Art 1 bis – Tout usage des réseaux sociaux à des fins d’incitation à la haine raciale ou religieuse ou d’apologie du terrorisme sera passible de la lecture obligatoire du Bescherelle de la conjugaison, du Grevisse et tous les exercices du Bled (du CP au CM2) devront être effectués dans les deux ans qui suivent le délit. Un minimum de trois cents points devra être obtenu lors de la Certification Voltaire obligatoire.

Art 2 – Tout propos soutenant ou incitant au terrorisme sera passible d’une peine de douze fiches de lecture – dont au moins deux concernant des livres d’histoire ou assimilés et un classique de la littérature internationale – à rendre dans les six mois, d’un abonnement annuel au théâtre assorti d’une peine de sûreté d’une pièce par mois, et de l’obligation d’être abonné à une bibliothèque et de s’y rendre au moins une fois par mois.

Art 3 – Toute personne arrêtée alors qu’elle tente de rejoindre un groupe terroriste étranger sera passible de deux mois de service humanitaire dans un des pays touché par les exactions terroristes, suivi à son retour en France d’une peine de vingt-quatre fiches de lecture – concernant au moins trois classiques de la littérature internationale et cinq livres d’histoire ou assimilés – à rendre dans les douze mois.

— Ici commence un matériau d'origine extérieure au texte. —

PR #7178, opened 2025-09-16
Kafka: support specifying a target consumer group ID

sgrebnov:
## 📝 Summary

PR adds support for specifying a target consumer group id for Kafka/Debezium connectors via `kafka_consumer_group_id` param. This enabled multiple Spice instances to read data from the same topic/group in cooperative mode or using specific group id

```yaml
- from: kafka:orders_events
    name: orders
    params:
      ...
      kafka_consumer_group_id: spice-orders-group-1
    acceleration:
      enabled: true
      engine: duckdb
      mode: file
      refresh_mode: append
```

## 🔗 Related

Implements
- https://github.com/spiceai/spiceai/issues/6898 

## 👀 Notes for Reviewers

Despite cooperate mode via shared `kafka_consumer_group_id` might NOT be useful for Debezium as parallel processing of CDC might impact correctness/order, decided to still enable `kafka_consumer_group_id` support as it could be used for naming as well

### DIFF
--- a/crates/data_components/src/kafka.rs
+++ b/crates/data_components/src/kafka.rs
@@ -111,6 +111,7 @@ pub struct KafkaConfig {
     pub ssl_ca_location: Option<String>,
     pub enable_ssl_certificate_verification: bool,
     pub ssl_endpoint_identification_algorithm: SslIdentification,
+    pub consumer_group_id: Option<String>,
     pub metrics_store: Option<Arc<KafkaMetrics>>,
 }
 
@@ -134,6 +135,7 @@ impl std::fmt::Debug for KafkaConfig {
                 "ssl_endpoint_identification_algorithm",
                 &self.ssl_endpoint_identification_algorithm,
             )
+            .field("consumer_group_id", &self.consumer_group_id)
             .field(
                 "metrics_store",
                 &self.metrics_store.as_ref().map(|_| "Some(KafkaMetrics)"),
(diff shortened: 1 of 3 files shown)


crates/data_components/src/kafka.rs
```diff
@@ -190,8 +192,8 @@ impl rdkafka::ClientContext for KafkaConsumerContext {
 
         for topic in statistics.topics.values() {
             for partition in topic.partitions.values() {
-                // Skip internal partitions (partition id -1)
-                if partition.partition >= 0 {
+                // Skip internal partitions (partition id -1), and only consider partitions with known lag (-1 means unknown)
+                if partition.partition >= 0 && partition.consumer_lag >= 0 {
```
sgrebnov, line 196: This is unrelated improvement. I found out that during rebalancing `consumer_lag` can actually be -1 indicating that this information is not yet available

crates/runtime/src/dataconnector/kafka.rs
```diff
@@ -357,6 +364,20 @@ async fn init_kafka_consumer(
         }
     );
 
+    if let Some(ref group_id) = kafka_config.consumer_group_id {
+        ensure!(
+            group_id == &metadata.consumer_group_id,
+            super::InvalidConfigurationNoSourceSnafu {
```
krinart, line 370: This error type doesn't seem to be fitting this use case

krinart (approved):

crates/runtime/src/dataconnector/kafka.rs
sgrebnov: Yeah, this can confuse - we have `InvalidConfiguration`, `InvalidConfigurationSourceOnly`, `InvalidConfigurationNoSource`, I propose to improve this separately.

```
 InvalidConfiguration {
        dataconnector: String,
        connector_component: ConnectorComponent,
        message: String,
    },

    #[snafu(display(
        "Cannot setup the {connector_component} ({dataconnector}) with an invalid configuration. {source}"
    ))]
    InvalidConfigurationSourceOnly {
        dataconnector: String,
        connector_component: ConnectorComponent,
    },

    #[snafu(display(
        "Cannot setup the {connector_component} ({dataconnector}) with an invalid configuration. {message}"
    ))]
    InvalidConfigurationNoSource {
        dataconnector: String,
        connector_component: ConnectorComponent,
        message: String,
    },
```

Abonnement à un théâtre assorti d’une peine de sûreté d’une pièce par mois. Visite mensuelle d’un musée obligatoire et obligation également de se rendre à la bibliothèque au moins une fois par mois.

Art 4 – Tous les frais inhérents à ces sanctions seront pris en charge par un fonds spécial antiterroriste.

Art 5 – Toute personne condamnée dans le cadre de cette loi pourra se faire accompagner par des enseignants spécialement affectés aux services antiterroristes.

Art 6 – Les familles des personnes condamnées pourront également être condamnées à des peines similaires. Un suivi social de ces familles devra être mis en œuvre par l’État français.

Art 7 – Nul ne pourra être condamné tant que ses besoins primaires – alimentation, logement, santé – ne seront pas comblés. Un relogement décent dans une autre région que celle d’origine pourra dès lors être proposé aux personnes et familles concernées, en particulier dans les régions de France frappées de désertification où les logements vides sont nombreux.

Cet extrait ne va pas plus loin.